- **DESCRIPTION OF THE TASK**
Count the lines that contain the string "policies" in the records beneath, and respond with the number only.

==================================================

PR #3039, opened 2025-08-01
NOISSUE - Handle callout error

arvindh123:
# What type of PR is this?

## Which issue(s) does this PR fix/relate to?

- Related Issue #
- Resolves #

PR #3101, opened 2025-08-29
SMQ-3093 - User email verification

arvindh123:
# What type of PR is this?

- Resolves #3039


pkg/authn/middleware.go
```diff
@@ -0,0 +1,160 @@
+package authn
```
felixgateru, line 4: Add license header

users/postgres/users.go
```diff
@@ -565,6 +607,15 @@ func ToUser(dbu DBUser) (users.User, error) {
 	if dbu.UpdatedAt.Valid {
 		updatedAt = dbu.UpdatedAt.Time.UTC()
 	}
+	var verifiedAt time.Time
+	if dbu.UpdatedAt.Valid {
```
felixgateru:
```suggestion
	if dbu.VerifiedAt.Valid {
```

users/postgres/init.go
```diff
@@ -97,6 +97,23 @@ func Migration() *migrate.MemoryMigrationSource {
...
+				Up: []string{
+					`ALTER TABLE users
+						ADD COLUMN verified BOOLEAN DEFAULT FALSE,
+						ADD COLUMN verified_at TIMESTAMP,
+						ADD COLUMN verification_token TEXT,
+						ADD COLUMN verification_token_expires_at TIMESTAMP;`,
+				},
+				Down: []string{
+					`ALTER TABLE users
+						DROP COLUMN verified BOOLEAN DEFAULT FALSE,
```
felixgateru: I think down migrations should not have a default

users/api/users.go
```diff
@@ -28,13 +28,14 @@ import (
...
 // usersHandler returns a HTTP handler for API endpoints.
-func usersHandler(svc users.Service, authn smqauthn.Authentication, tokenClient grpcTokenV1.TokenServiceClient, selfRegister bool, r *chi.Mux, logger *slog.Logger, pr *regexp.Regexp, idp supermq.IDProvider, providers ...oauth2.Provider) *chi.Mux {
+func usersHandler(svc users.Service, authn smqauthn.Authn, tokenClient grpcTokenV1.TokenServiceClient, selfRegister bool, r *chi.Mux, logger *slog.Logger, pr *regexp.Regexp, idp supermq.IDProvider, providers ...oauth2.Provider) *chi.Mux {
 	passRegex = pr
 
 	opts := []kithttp.ServerOption{
 		kithttp.ServerErrorEncoder(apiutil.LoggingErrorEncoder(logger, api.EncodeError)),
 	}
-
+	//All endpoints in users service doesn't required Domain check
```
felixgateru:
```suggestion
	// All endpoints in users service don't required Domain check
```

users/users.go
```diff
@@ -143,6 +164,7 @@ type Page struct {
 	FirstName  string   `json:"first_name,omitempty"`
 	LastName   string   `json:"last_name,omitempty"`
 	Email      string   `json:"email,omitempty"`
+	Verified   bool     `json:"Verified,omitempty"`
```
felixgateru:
```suggestion
	Verified   bool     `json:"verified,omitempty"`
```

users/users.go
```diff
@@ -29,6 +29,19 @@ type User struct {
...
+	// VerificationToken is sent to the user's email and should not be exposed via API.
+	VerificationToken          string    `json:"-"`
+	VerificationTokenExpiresAt time.Time `json:"-"`
+}
+
+func (u *User) IsVerificationTokenExpired() bool {
+	if u.VerificationTokenExpiresAt.IsZero() {
+		return true
+	}
+	return time.Now().After(u.VerificationTokenExpiresAt)
```
felixgateru: Should we use .UTC() here?

felixgateru (changes requested):

users/api/requests.go
```diff
@@ -39,15 +38,16 @@ func (req createUserReq) validate() error {
 		return err
 	}
 	// Username must not be a valid email format due to username/email login.
-	if _, err := mail.ParseAddress(req.User.Credentials.Username); err == nil {
+	if err := api.ValidateEmail(req.User.Email); err == nil {
 		return apiutil.ErrInvalidUsername
 	}
+
```
felixgateru:
```suggestion
	if err := api.ValidateEmail(req.User.Credentials.Username); err == nil {
		return apiutil.ErrInvalidUsername
	}

```

this logic is to ensure that a user does not have an email address as a username

users/api/requests.go
```diff
@@ -67,6 +67,24 @@ func (req createUserReq) validate() error {
 	return req.User.Validate()
 }
 
+type sendVerificationReq struct{}
+
+func (req sendVerificationReq) validate() error {
+	return nil
+}
```
felixgateru: why have an empty validate function?

users/api/users.go
```diff
@@ -196,6 +212,30 @@ func usersHandler(svc users.Service, authn smqauthn.Authentication, tokenClient
...
 
+func decodeSendVerification(_ context.Context, r *http.Request) (any, error) {
+	if !strings.Contains(r.Header.Get("Content-Type"), api.ContentType) {
+		return nil, errors.Wrap(apiutil.ErrValidation, apiutil.ErrUnsupportedContentType)
+	}
+
+	req := sendVerificationReq{}
+	if err := json.NewDecoder(r.Body).Decode(&req); err != nil {
+		return nil, errors.Wrap(apiutil.ErrValidation, errors.Wrap(err, errors.ErrMalformedEntity))
+	}
```
felixgateru: Why decode into an empty request struct?

users/api/users.go
```diff
@@ -196,6 +212,30 @@ func usersHandler(svc users.Service, authn smqauthn.Authentication, tokenClient
 	return r
 }
 
+func decodeSendVerification(_ context.Context, r *http.Request) (any, error) {
+	if !strings.Contains(r.Header.Get("Content-Type"), api.ContentType) {
+		return nil, errors.Wrap(apiutil.ErrValidation, apiutil.ErrUnsupportedContentType)
+	}
```
felixgateru: Is this required as the request is empty?

felixgateru (changes requested):

dborovcanin (changes requested):
CI is failing.

users/README.md
```diff
@@ -12,48 +12,51 @@ For in-depth explanation of the aforementioned scenarios, as well as thorough un
...
+| SMQ_USERS_DB_SSL_ROOT_CERT        | Path to the PEM encoded root certificate file                           | ""                                |
+| SMQ_EMAIL_HOST                    | Mail server host                                                        | localhost                         |
+| SMQ_EMAIL_PORT                    | Mail server port                                                        | 25                                |
+| SMQ_EMAIL_USERNAME                | Mail server username                                                    | ""                                |
+| SMQ_EMAIL_PASSWORD                | Mail server password                                                    | ""                                |
+| SMQ_EMAIL_FROM_ADDRESS            | Email "from" address                                                    | ""                                |
+| SMQ_EMAIL_FROM_NAME               | Email "from" name                                                       | ""                                |
+| SMQ_PASSWORD_RESET_URL_PREFIX     | Password reset URL prefix                                               | http://localhost/password/reset>  |
```
felixgateru:
```suggestion
| SMQ_PASSWORD_RESET_URL_PREFIX     | Password reset URL prefix                                               | <http://localhost/password/reset>  |
```

users/README.md
```diff
@@ -12,48 +12,51 @@ For in-depth explanation of the aforementioned scenarios, as well as thorough un
...
+| SMQ_PASSWORD_RESET_EMAIL_TEMPLATE | Password reset email template                                           | reset-password-email.tmpl         |
+| SMQ_VERIFICATION_URL_PREFIX       | Verification URL prefix                                                 | http://localhost/verify-email>    |
```
felixgateru:
```suggestion
| SMQ_VERIFICATION_URL_PREFIX       | Verification URL prefix                                                 | <http://localhost/verify-email>    |
```

users/postgres/init.go
```diff
@@ -97,6 +97,23 @@ func Migration() *migrate.MemoryMigrationSource {
 					`ALTER TABLE users ALTER COLUMN updated_at TYPE TIMESTAMP;`,
 				},
 			},
+			{
+				Id: "clients_07",
+				Up: []string{
+					`ALTER TABLE users
+						ADD COLUMN verified BOOLEAN DEFAULT FALSE,
+						ADD COLUMN verified_at TIMESTAMP,
```
felixgateru:
```suggestion
						ADD COLUMN verified_at TIMESTAMPZ,
```

users/postgres/init.go
```diff
@@ -97,6 +97,23 @@ func Migration() *migrate.MemoryMigrationSource {
...
+						ADD COLUMN verification_token TEXT,
+						ADD COLUMN verification_token_expires_at TIMESTAMP;`,
```
felixgateru:
```suggestion
						ADD COLUMN verification_token_expires_at TIMESTAMPZ;`,
```

auth/jwt/tokenizer.go
```diff
@@ -36,6 +38,7 @@ const (
 	tokenType              = "type"
 	userField              = "user"
 	RoleField              = "role"
+	VerifiedFiled          = "verified"
```
felixgateru:
```suggestion
	VerifiedField          = "verified"
```

users/service.go
```diff
@@ -19,10 +22,18 @@ import (
 	"github.com/absmach/supermq/pkg/policies"
 )
 
+const (
+	verificationTokenExpiryDuration = 24 * time.Hour
+	verificationTokenSeparator      = "."
```
dborovcanin: Remove if unused.

users/service.go
```diff
@@ -19,10 +22,18 @@ import (
 	"github.com/absmach/supermq/pkg/policies"
 )
 
+const (
```
dborovcanin: Once you remove unused const, make this inline and rename `const verificationTokenDuration`.

users/service.go
```diff
@@ -92,6 +103,82 @@ func (svc service) Register(ctx context.Context, session authn.Session, u User,
 	return user, nil
 }
 
+func (svc service) SendVerification(ctx context.Context, session authn.Session) error {
+	dbUser, err := svc.users.RetrieveVerificationToken(ctx, session.UserID)
+	if err != nil {
+		if err == repoerr.ErrNotFound {
+			return nil
+		}
+		return err
```
dborovcanin: No need for nested `if`:
```go
if err == repoerr.ErrNotFound {
    return nil
}
if err != nil {
    return err
}
```
Why do we return nil in case of notFound?

cmd/users/main.go
```diff
@@ -121,12 +125,21 @@ func main() {
...
+	if err := env.Parse(&resetPasswordEmailConfig); err != nil {
+		logger.Error(fmt.Sprintf("failed to load reset password email configuration : %s", err.Error()))
 		exitCode = 1
 		return
 	}
+	resetPasswordEmailConfig.Template = cfg.PasswordResetEmailTemplate
+
+	verificationEmailConfig := email.Config{}
+	if err := env.Parse(&verificationEmailConfig); err != nil {
+		logger.Error(fmt.Sprintf("failed to load reset password email configuration : %s", err.Error()))
```
felixgateru:
```suggestion
		logger.Error(fmt.Sprintf("failed to load verification email configuration : %s", err.Error()))
```

pkg/authn/middleware.go
```diff
@@ -0,0 +1,178 @@
...
+	"github.com/absmach/supermq/pkg/errors"
+	"github.com/go-chi/chi/v5"
+)
+
+type sessionKeyType string
+
+const (
+	allowUnverifiedUserEnv = "SMQ_ALLOW_UNVERIFIED_USER"
+	jsonContentType        = "application/json"
+	textContentType        = "text/plain"
```
felixgateru: I think this is unused

users/service.go
```diff
@@ -110,7 +197,7 @@ func (svc service) IssueToken(ctx context.Context, identity, secret string) (*gr
 		return &grpcTokenV1.Token{}, errors.Wrap(svcerr.ErrLogin, err)
 	}
 
-	token, err := svc.token.Issue(ctx, &grpcTokenV1.IssueReq{UserId: dbUser.ID, UserRole: uint32(dbUser.Role + 1), Type: uint32(smqauth.AccessKey)})
+	token, err := svc.token.Issue(ctx, &grpcTokenV1.IssueReq{UserId: dbUser.ID, UserRole: uint32(dbUser.Role + 1), Type: uint32(smqauth.AccessKey), Verified: dbUser.Verified})
```
dborovcanin: Not related to this PR, but `Role+1` is too cryptic.

pkg/errors/service/types.go
```diff
@@ -93,4 +93,13 @@ var (
 
 	// ErrSuperAdminAction indicates that the user is not a super admin.
 	ErrSuperAdminAction = errors.New("not authorized to perform admin action")
+
+	// ErrUserAlreadyVerified indicates user is already verified.
+	ErrUserAlreadyVerified = errors.New("user already verified")
+
+	// ErrInvalidVerificationToken indicates user is already verified.
```
felixgateru:
```suggestion
	// ErrInvalidVerificationToken indicates verification token is invalid.
```

users/service.go
```diff
@@ -574,3 +666,43 @@ func (svc service) updateUserPolicy(ctx context.Context, userID string, role Rol
...
+		return tokenPayload{}, errors.Wrap(errFailedToDecodeToken, err)
+	}
+
+	var payload tokenPayload
+	if err := json.Unmarshal(decodedPayload, &payload); err != nil {
+		return tokenPayload{}, errInvalidTokenFormat
+	}
+
+	return payload, nil
+}
```
dborovcanin: Let's move this to a separate file.

users/users.go
```diff
@@ -29,6 +29,19 @@ type User struct {
...
+
+	// VerificationToken is sent to the user's email and should not be exposed via API.
+	VerificationToken          string    `json:"-"`
+	VerificationTokenExpiresAt time.Time `json:"-"`
+}
+
+func (u *User) IsVerificationTokenExpired() bool {
+	if u.VerificationTokenExpiresAt.IsZero() {
+		return true
+	}
```
dborovcanin: Should we check if verificationToken is empty first?

felixgateru (changes requested):

users/users.go
```diff
@@ -81,6 +92,12 @@ type Repository interface {
 	// RetrieveByUsername retrieves user by its unique credentials.
 	RetrieveByUsername(ctx context.Context, username string) (User, error)
 
+	// RetrieveVerificationToken retrieves verification token of given user id.
+	RetrieveVerificationToken(ctx context.Context, id string) (User, error)
+
+	// UpdateToUserVerificationDetails update given user id verification details.
+	UpdateToUserVerificationDetails(ctx context.Context, user User) (User, error)
+
```
dborovcanin: Update instead of UpdateTo.

users/users.go
```diff
@@ -90,6 +107,10 @@ type Repository interface {
 	// UpdateSecret updates secret for user with given email.
 	UpdateSecret(ctx context.Context, user User) (User, error)
 
+	UpdateEmail(ctx context.Context, user User) (User, error)
+
+	UpdateRole(ctx context.Context, user User) (User, error)
```
dborovcanin, line 96: Add godoc comments.

users/users.go
```diff
@@ -152,6 +174,10 @@ type Service interface {
 	// non-nil error value is returned.
 	Register(ctx context.Context, session authn.Session, user User, selfRegister bool) (User, error)
 
+	SendVerification(ctx context.Context, session authn.Session) error
+
+	VerifyEmail(ctx context.Context, verificationToken string) (User, error)
```
dborovcanin: Same, add godoc.

users/service_test.go
```diff
@@ -776,13 +776,13 @@ func TestUpdateRole(t *testing.T) {
 		repoCall := cRepo.On("CheckSuperAdmin", context.Background(), mock.Anything).Return(tc.checkSuperAdminErr)
 		policyCall := policies.On("AddPolicy", context.Background(), mock.Anything).Return(tc.addPolicyErr)
 		policyCall1 := policies.On("DeletePolicyFilter", context.Background(), mock.Anything).Return(tc.deletePolicyErr)
-		repoCall1 := cRepo.On("Update", context.Background(), mock.Anything, mock.Anything).Return(tc.updateRoleResponse, tc.updateRoleErr)
+		repoCall1 := cRepo.On("UpdateRole", context.Background(), mock.Anything).Return(tc.updateRoleResponse, tc.updateRoleErr)
```
dborovcanin, line 780: We are missing tests for the added methods. Either do it now or open a ticket for the follow-up PR, since this one is already large.

dborovcanin (changes requested):

users/postgres/init.go
```diff
@@ -97,6 +97,23 @@ func Migration() *migrate.MemoryMigrationSource {
 					`ALTER TABLE users ALTER COLUMN updated_at TYPE TIMESTAMP;`,
 				},
 			},
+			{
+				Id: "clients_07",
+				Up: []string{
+					`ALTER TABLE users
+						ADD COLUMN verified BOOLEAN DEFAULT FALSE,
```
dborovcanin: Do we need this redundancy? Why don't we just use verified_at as nullable?

users/api/users.go
```diff
@@ -47,23 +49,45 @@ func usersHandler(svc users.Service, authn smqauthn.Authentication, tokenClient
...
+				api.EncodeResponse,
+				opts...,
+			), "refresh_token").ServeHTTP)
+			r.Patch("/{id}/email", otelhttp.NewHandler(kithttp.NewServer(
+				updateEmailEndpoint(svc),
+				decodeUpdateUserEmail,
+				api.EncodeResponse,
+				opts...,
+			), "update_user_email").ServeHTTP)
+		})
```
dborovcanin, line 87: Why is this allowed for unverified user?

dborovcanin (changes requested):

users/api/users.go
arvindh123: 1. Change Email Endpoint:
If a user enters the wrong email address during signup, they must have the ability to correct it. Allowing unverified users to change their email ensures they can complete the verification process successfully.

2. Refresh Token Endpoint:    
The refresh token enables users to request new access tokens regardless of their verification status. Both access and refresh tokens include a verified field. Before verification, this field is false. Once the user completes verification and refreshes their token, the newly issued tokens will correctly reflect verified = true

users/postgres/init.go
arvindh123: Yes. We use a `verified` (boolean) field in JWTs and for other condition checks. Relying only on `verified_at` would make the logic less clear.

For example, if we only had `verified_at`, we’d need to write something like:

```go
verified: !verified_at.IsZero()
```

By keeping a `verified` field, the code is cleaner and easier to understand.

felixgateru (commented):
image

users/users.go
arvindh123: I will think about this, What we should return if token is empty ?

users/api/users.go
dborovcanin: > 1. Change Email Endpoint:
>    If a user enters the wrong email address during signup, they must have the ability to correct it. Allowing unverified users to change their email ensures they can complete the verification process successfully.

No need -> they can restart the procedure process with the correct email.
> 2. Refresh Token Endpoint:
>    The refresh token enables users to request new access tokens regardless of their verification status. Both access and refresh tokens include a verified field. Before verification, this field is false. Once the user completes verification and refreshes their token, the newly issued tokens will correctly reflect verified = true

Why? Isn't it simpler to disable issuing tokens to who don't have `VerifiedAt` field?

arvindh123: > No need -> they can restart the procedure process with the correct email.
- A username cannot be reused until the associated account is deleted.
- This ensures usernames can be properly recycled.
- It helps prevent the buildup of unwanted or unverified user accounts.

arvindh123: We can provide some basic operation without verification of email 
This provides flexibility.

During this basic operation time, If user want to reset password, then they need to verify the email.

dborovcanin:
CI is failing.

users/postgres/init.go
```diff
@@ -97,6 +97,21 @@ func Migration() *migrate.MemoryMigrationSource {
...
+				Up: []string{
+					`ALTER TABLE users
+						ADD COLUMN verified_at TIMESTAMPTZ DEFAULT NULL,
+						ADD COLUMN verification_token TEXT,
+						ADD COLUMN verification_token_expires_at TIMESTAMPTZ;`,
+				},
+				Down: []string{
+					`ALTER TABLE users
+						DROP COLUMN verified_at,
+						DROP COLUMN verification_token,
```
dborovcanin: Is the token needed at all? Can we put user ID in JWT we send for verification?

users/postgres/init.go
```diff
@@ -97,6 +97,21 @@ func Migration() *migrate.MemoryMigrationSource {
...
+						DROP COLUMN verification_token_expires_at;`,
```
dborovcanin: Is this needed if we are going to use JWT that already contains the expiration?

dborovcanin (changes requested):

felixgateru (dismissed):

users/postgres/init.go
```diff
@@ -97,6 +97,27 @@ func Migration() *migrate.MemoryMigrationSource {
...
+			{
+				Id: "clients_07",
+				Up: []string{
+					`ALTER TABLE users ADD COLUMN verified_at TIMESTAMPTZ DEFAULT NULL;`,
+					`CREATE TABLE users_verifications (
+						user_id VARCHAR(36) NOT NULL,
+						email VARCHAR(254) NOT NULL,
+						otp VARCHAR(255),
+						created_at TIMESTAMPTZ,
+						expiry_at TIMESTAMPTZ,
```
dborovcanin: Let's use `expires_at` since we used `created_at`.

users/service.go
```diff
@@ -92,6 +93,85 @@ func (svc service) Register(ctx context.Context, session authn.Session, u User,
...
+	return nil
+}
+
+func (svc service) VerifyEmail(ctx context.Context, ruvs string) (User, error) {
+	var ruv UserVerification
+	if err := ruv.Decode(ruvs); err != nil {
+		return User{}, errors.Wrap(svcerr.ErrMalformedEntity, err)
+	}
+
+	oguv, err := svc.users.RetrieveUserVerification(ctx, ruv.UserID, ruv.Email)
```
dborovcanin: Oguv?

users/service.go
```diff
@@ -255,14 +335,23 @@ func (svc service) UpdateEmail(ctx context.Context, session authn.Session, userI
...
+	usr := User{
+		ID:         userID,
+		Email:      email,
+		UpdatedAt:  time.Now().UTC(),
+		UpdatedBy:  session.UserID,
+		VerifiedAt: time.Time{},
 	}
-	user, err := svc.users.Update(ctx, userID, usr)
+
+	user, err := svc.users.UpdateEmail(ctx, usr)
```
dborovcanin, line 354: Should we send a verification email?

users/postgres/users_verfications.go
```diff
@@ -0,0 +1,131 @@
+// Copyright (c) Abstract Machines
```
dborovcanin: Let's rename to `verifications`, no need for `users` prefix.

dborovcanin (changes requested):

users/service.go
arvindh123: `oguv` - Original (OG) User Verification

users/service.go
arvindh123: No we can send email on demand when user requests
We can have verification button in UI  next to email, After successfull change of email
Or
For better user experience, This can be done in UI, `After successful change of email , UI can send send verification request to backend`

dborovcanin (changes requested):
CI is failing.

smithjilks (changes requested):
@arvindh123 
I get no token/invalid token when I call sdk verify email method with the token gotten from link query params.

users/service.go
dborovcanin: Both `ruvs` and `oguv` are not descriptive names. Please update. Rename `ruvs` to `user`; and `user` to `updatedUser` or just `updated`. Rename `ruvs` to `token`, and `ruv := UserVerification` to `uv := userVerification`. Especially since this does not have to be _registration_ (`r`) related.

felixgateru (dismissed):

smithjilks (changes requested):
Image
You can update the template so that it says welcome to 'host' instead of 'host/endpoint'

smithjilks (dismissed):

groups/api/http/transport.go
```diff
@@ -19,14 +19,14 @@ import (
 )
 
 // MakeHandler returns a HTTP handler for Groups API endpoints.
-func MakeHandler(svc groups.Service, authn authn.Authentication, mux *chi.Mux, logger *slog.Logger, instanceID string, idp supermq.IDProvider) *chi.Mux {
+func MakeHandler(svc groups.Service, authnMW authn.AuthNMiddleware, mux *chi.Mux, logger *slog.Logger, instanceID string, idp supermq.IDProvider) *chi.Mux {
```
dborovcanin: Let's just use `authn` for this variable.

users/service.go
```diff
@@ -92,6 +93,85 @@ func (svc service) Register(ctx context.Context, session authn.Session, u User,
...
+	}
+
+	uvs, err := uv.Encode()
+	if err != nil {
+		return errors.Wrap(svcerr.ErrCreateEntity, err)
+	}
+
+	if err := svc.email.SendVerification([]string{dbUser.Email}, dbUser.Credentials.Username, uvs); err != nil {
+		return errors.Wrap(svcerr.ErrCreateEntity, err)
+	}
```
dborovcanin, line 128: Does it make more sense to send an email and then save in the DB (i.e. it's the same for us, but it's more likely that connection to email provider that's not in our control will fail, than connection to the DB in our control).

dborovcanin (changes requested):

users/service.go
arvindh123: @dborovcanin 

We’re currently following this flow for email OTP:

1. **Generate OTP**
2. **Save OTP in DB**
3. **Send Email**

**Reasoning:**

* By saving OTP **before** sending the email, we make sure the OTP is always persisted and retrievable.
* If sending the email fails (provider down, user didn’t receive it, etc.), the user can re-trigger verification. In that case, we simply:

  * Retrieve the already stored OTP from DB
  * Check if it’s still valid (expiry)
  * Resend the email

This way, even if the email provider (which is outside our control) fails, the OTP isn’t lost, and the flow remains consistent.

If we did it the other way (send email first, then save to DB), we’d risk a situation where the user receives an OTP but it never got stored in DB due to a failure — which would break verification.

So saving first is safer because DB is within our control, and it guarantees consistency in the flow.

users/service.go
```diff
@@ -129,18 +129,18 @@ func (svc service) SendVerification(ctx context.Context, session authn.Session)
 	return nil
 }
 
-func (svc service) VerifyEmail(ctx context.Context, ruvs string) (User, error) {
-	var ruv UserVerification
-	if err := ruv.Decode(ruvs); err != nil {
+func (svc service) VerifyEmail(ctx context.Context, token string) (User, error) {
+	var uv UserVerification
```
dborovcanin: Let's use `received` and `stored` instead, so we have `stored.Match(received)`.

dborovcanin (approved):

==================================================

- **WRITTEN SOLUTION**
4